◆ **Task objective**: Each entry needs to be duplicated exactly.

◆ **Exercise input**:
PR #1381, opened 2025-03-07
Fix invalid state when compiling certain IUP deltas (googlefonts/fontc#1116)

Hoolean:
Our transition to unsigned values when porting the Python original introduced a slight semantic difference that could cause an invalid state error: [in the original source](https://github.com/googlefonts/fonttools/blob/430e364db7baf5494d1bdfe077154edc4dbd6b71/Lib/fontTools/varLib/iup.py#L441), this condition is also true when `i` is non-negative and `start - n` is negative.

This PR introduces a checked comparison to match this behaviour.

(The only negative values possible on either side of the comparison are `-1`, so we will continue matching Python's behaviour for negative `i` too.)

---

After this commit, four fonts on fontc_crater (the Instrument Sans family) go from crashing with fontc to compiling, and yield an identical `gvar`. This is the same for the test case in the original issue, which has been included here as a unit test, and our proprietary library font that originated the issue too :)

### DIFF
--- a/write-fonts/src/tables/gvar/iup.rs
+++ b/write-fonts/src/tables/gvar/iup.rs
@@ -522,11 +522,14 @@ fn iup_contour_optimize(
             // Assemble solution
             let mut solution = HashSet::new();
             let mut i = Some(start);
-            while i > Some(start.saturating_sub(n)) {
+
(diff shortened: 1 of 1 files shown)


cmyr (approved):
good catch, I've been avoiding digging into the IUP code too much, so happy that one of us is brave.

PR #1384, opened 2025-03-07
[skrifa] impl TableProvider -> FontRef in ctors (breaking)

dfrg:
We needed a full `FontRef` for outlines anyway so this changes all other constructors to take `FontRef` as well for consistency.

JMM


cmyr (approved):
we love consistency 👍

◆ **Response area**:
PR #1381, opened 2025-03-07
Fix invalid state when compiling certain IUP deltas (googlefonts/fontc#1116)

Hoolean:
Our transition to unsigned values when porting the Python original introduced a slight semantic difference that could cause an invalid state error: [in the original source](https://github.com/googlefonts/fonttools/blob/430e364db7baf5494d1bdfe077154edc4dbd6b71/Lib/fontTools/varLib/iup.py#L441), this condition is also true when `i` is non-negative and `start - n` is negative.

This PR introduces a checked comparison to match this behaviour.

(The only negative values possible on either side of the comparison are `-1`, so we will continue matching Python's behaviour for negative `i` too.)

---

After this commit, four fonts on fontc_crater (the Instrument Sans family) go from crashing with fontc to compiling, and yield an identical `gvar`. This is the same for the test case in the original issue, which has been included here as a unit test, and our proprietary library font that originated the issue too :)

### DIFF
--- a/write-fonts/src/tables/gvar/iup.rs
+++ b/write-fonts/src/tables/gvar/iup.rs
@@ -522,11 +522,14 @@ fn iup_contour_optimize(
             // Assemble solution
             let mut solution = HashSet::new();
             let mut i = Some(start);
-            while i > Some(start.saturating_sub(n)) {
+
(diff shortened: 1 of 1 files shown)


cmyr (approved):
good catch, I've been avoiding digging into the IUP code too much, so happy that one of us is brave.

PR #1384, opened 2025-03-07
[skrifa] impl TableProvider -> FontRef in ctors (breaking)

dfrg:
We needed a full `FontRef` for outlines anyway so this changes all other constructors to take `FontRef` as well for consistency.

JMM


cmyr (approved):
we love consistency 👍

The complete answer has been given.